El hecho de que esta polarización afecte también al propio feminismo como movimiento es una de las causas del surgimiento de un feminismo calificado de “extremista” que se desliza peligrosamente a presentar las relaciones de género como una guerra entre sexos. Este es precisamente otro de los motivos principales por los que el feminismo está provocando altas cotas de recelo y malestar a pie de calle y, en especial, en los distintos foros de las redes sociales pasando por algunos círculos intelectuales. En este sentido, hay que aclarar qué ha ocurrido para que la llamada tercera ola del feminismo esté generando este ambiente enrarecido de disputas y enfrentamientos, hasta el punto de que puede hablarse en algunos sectores de la opinión pública de la presencia de cierto hastío y hasta rechazo al feminismo por reacción a estas posturas.

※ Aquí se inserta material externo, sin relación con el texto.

PR #1065, opened 2018-10-30
32-bit compatibility (64-bit gid on 32-bit architecture)

### LINKED ISSUE #1031: 'success' in 'struct nest::StaticAssert...' does not name a type
I'm getting a failed build with GCC 8.2.1 on Fedora 30 systems for the nest 2.16.0 release. I'm still looking at the cause, but here is the error message.

```
/builddir/build/BUILD/nest-simulator-2.16.0/nestkernel/target.h:135:48: error: 'success' in 'struct nest::StaticAssert<false>' does not name a type
 typedef StaticAssert< sizeof( Target ) == 8 >::success success_target_size;
                                                ^~~~~~~
```

The compiler flags are:

```
C compiler flags    : -O2 -g -pipe -Wall -Werror=format-security -Wp,-D_FORTIFY_SOURCE=2 -Wp,-D_GLIBCXX_ASSERTIONS -fexceptions -fstack-protector-strong -grecord-gcc-switches -specs=/usr/lib/rpm/redhat/redhat-hardened-cc1 -specs=/usr/lib/rpm/redhat/redhat-annobin-cc1 -m32 -march=i686 -mtune=generic -msse2 -mfpmath=sse -mstackrealign -fasynchronous-unwind-tables -fstack-clash-protection -fcf-protection -O2 -Wall -fopenmp -fdiagnostics-color=auto

C++ compiler flags  : -O2 -g -pipe -Wall -Werror=format-security -Wp,-D_FORTIFY_SOURCE=2 -Wp,-D_GLIBCXX_ASSERTIONS -fexceptions -fstack-protector-strong -grecord-gcc-switches -specs=/usr/lib/rpm/redhat/redhat-hardened-cc1 -specs=/usr/lib/rpm/redhat/redhat-annobin-cc1 -m32 -march=i686 -mtune=generic -msse2 -mfpmath=sse -mstackrealign -fasynchronous-unwind-tables -fstack-clash-protection -fcf-protection -std=c++11 -O2 -Wall -fopenmp -fdiagnostics-color=auto
```

Cheers!

gtrensch:
This pull request resolves #1031.

This pull request fixes an issue with compiling and running NEST on a 32-bit platform. It has been tested on a 32-bit ARM Raspberry Pi.

The source code changes do the following: 
- Let CMake identify when compiling for a 32-bit architecture and then include the appropriate headers. Even on 32-bit platforms there is usually an `uint64_t` available in `stdint.h`.
- Define the `gid`explicitly as 64-bit. Both, `unsigned long` and `unsigend long long` are not appropriate for this. They are platform-dependent data types!
- The 64-bit gid on 32-bit required a few more changes down to sli-types, i.e., overloading constructors and ensuring that this does not conflict with data types on 64-bit platforms, i.e., `uint64_t` might be equivalent to `unsigned long` preventing overloading.

I found that it is not needed for the moment to change the types of `index` and `thread` as they are compiled from a subset of the bits still fitting 32-bit. Making this `uint64_t` breaks sli-types and will require more changes. Since we decided to follow the C++11 standard, I also introduced `constexpr` for the constant-definitions to ensure their evaluation at compile-time.


nestkernel/nest_types.h
```diff
@@ -75,10 +85,10 @@ namespace nest
  * different architectures (e.g. 32 or 64 bit).
  */
 
+
```
apeyser: Extra space

nestkernel/source.h
```diff
@@ -40,25 +40,25 @@ namespace nest
...
 private:
-  unsigned long gid_ : 62; //!< gid of source
-  bool processed_ : 1;     //!< whether this target has already been moved
-                           //!to the MPI buffer
+  uint64_t gid_ : 62;  //!< gid of source
+  bool processed_ : 1; //!< whether this target has already been moved
+                       //!to the MPI buffer
   bool primary_ : 1;
-  static const size_t disabled_marker_ = 4611686018427387904 - 1; // 2 ** 62 - 1
+  static constexpr uint64_t GID_DISABLED = 0x3FFFFFFFFFFFFFFF; // 2 ** 62 - 1
```
apeyser: Much better! (And checked)
But maybe even better would be (1 << 62) - 1 ?

nestkernel/target.h
```diff
@@ -41,31 +41,31 @@ namespace nest
...
+  static constexpr uint8_t SHIFT_TID = 47;
+  static constexpr uint8_t SHIFT_SYN_ID = 57;
+  static constexpr uint8_t SHIFT_PROCESSED = 63;
 
   // maximal sizes are determined by bitshifts
-  static const int max_lcid_ = 134217728; // 2 ** 27
-  static const int max_rank_ = 1048576;   // 2 ** 20
-  static const int max_tid_ = 1024;       // 2 ** 10
-  static const int max_syn_id_ = 64;      // 2 ** 6
+  static constexpr int MAX_LCID = 134217728; // 2 ** 27
```
apeyser: Maybe these should be in hex to make it clearer?
0x8000000
0x10000000

and so forth?

Or even better,
1 << 27, 1 << 20, 1 << 10, 1 << 6 ?

nestkernel/target.h
```diff
@@ -165,73 +165,73 @@ inline Target::Target( const thread tid,
...
 {
-  assert( tid < max_tid_ );
-  data_ = ( data_ & ( ~tid_mask ) )
-    | ( static_cast< unsigned long >( tid ) << tid_shift );
+  assert( tid < MAX_TID );
+  data_ =
+    ( data_ & ( ~MASK_TID ) ) | ( static_cast< uint64_t >( tid ) << SHIFT_TID );
 }
 
 inline thread
```
apeyser: Just realized: anyone checked that the `data_` top bit and the masks following guarantee either that the top bit is 0 after masking, or that the return cast throws away any top 1s created by right shifting?

sli/token.cc
```diff
@@ -69,6 +69,13 @@ Token::Token( unsigned long value )
   p = new IntegerDatum( value );
 }
 
+#ifdef HAVE_32BIT_ARCH
```
apeyser: Need to check whether `sizeof(long) != 64` -- implementations even of 32 bits could, in principle, have a 64 bit long which would cause a compilation error.

nestkernel/source.h
gtrensch: Yes. This comment has now induced me to refactor the entire class, despite the initial intention to just make it work again on 32-bit. I am going to push a new version.

nestkernel/target.h
gtrensch: A refactored version of the code will follow.

nestkernel/target.h
gtrensch: I am not sure if I understand your comment correctly. I think the author's intention is to set the thread-id (the bits defined by the bit-mask) without touching anything else. The high-order "processed-bit" is toggled elsewhere and must not be changed here.

sli/token.cc
gtrensch: I'll add this to the CMake scripts to be on the safe side. I am not aware of any 32-bit system with a 64-bit long. Doesn't it violate the ILP32 data model?

apeyser: Neither am I aware of that -- but it's just better to fail violently for corner cases that may appear and be difficult to identify later.

nestkernel/target.h
apeyser: Checked: remote_target_id_ is unsigned.

nestkernel/target.h
```diff
@@ -75,163 +114,197 @@ class Target
...
+    return ( TARGET_ID_PROCESSED );
+  }
+  return ( TARGET_ID_UNPROCESSED );
 }
 
 inline bool
 Target::is_processed() const
 {
-  return ( data_ & processed_mask ) >> processed_shift;
+  if ( Target::get_status() == TARGET_ID_PROCESSED )
```
apeyser: Guess it's a question of taste, I prefer the conciseness of `return Target::get_status() == TARGET_ID_PROCESSED`

gtrensch: Yes, much better!

cmake/CheckIncludesSymbols.cmake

Se suele dividir la historia del feminismo en tres olas de progresivo empuje. La primera es la impulsada por las feministas de la igualdad en el que encontramos desde las ilustradas Olympe de Gouges (1748-1793) y Mary Wollstonecraft (1759-1797) hasta las sufragistas del fin del XIX y principios del XX. Este feminismo ilustrado criticó duramente la discriminación que sufrían las mujeres con respecto a los hombres en educación, en el trabajo y a la hora de tener voz propia en la esfera pública, por eso consideraron esencial la reivindicación de la equiparación legal y jurídica de las mujeres con los hombres. La segunda ola se asocia al feminismo de los años sesenta del siglo XX, marcados por las obras de Simone de Beauvoir (1908-1986) y de Betty Friedan (1921-2006). Esta corriente plantea las relaciones de género como construcciones sociales: “no se nace mujer, se llega a serlo”. Puede decirse que estas dos autoras denuncian lo que ha venido a denominarse la “heterodesignación” o “heteroidentidad”. Esta categoría revela que la designación de la identidad de las mujeres no es algo que ellas se den a sí mismas, sino que les viene elaborada e impuesta por otros, los hombres, detentores del poder y creadores de cultura, pero con un agravante: no hay connotación alguna de reciprocidad. Así el objetivo marcado es acabar con los esquemas patriarcales y la jerarquía androcéntrica dominante en muchas esferas de la vida social, reorganizando la sociedad hasta que esta estructura desaparezca consiguiendo una sociedad igualitaria. Este es precisamente el eje vertebrador del feminismo liberal, del feminismo socialista y del feminismo radical, la lucha por superar las diferencias de género entre mujeres y hombres porque eran y son, ante todo, desigualdades sociales y culturales basadas en la construcción social e histórica del patriarcado y del poder del varón. No hay ningún fundamento biológico ni natural que explique la subordinación de las mujeres. Lo que ha ocurrido es que la cultura -desde la Edad de Bronce- dio más valor a quien arriesgaba su vida – que es lo que hacían los hombres en la guerra y conquistas de nuevos territorios- que a quienes la daban – que es lo que hacían las mujeres con su poder de concebir -.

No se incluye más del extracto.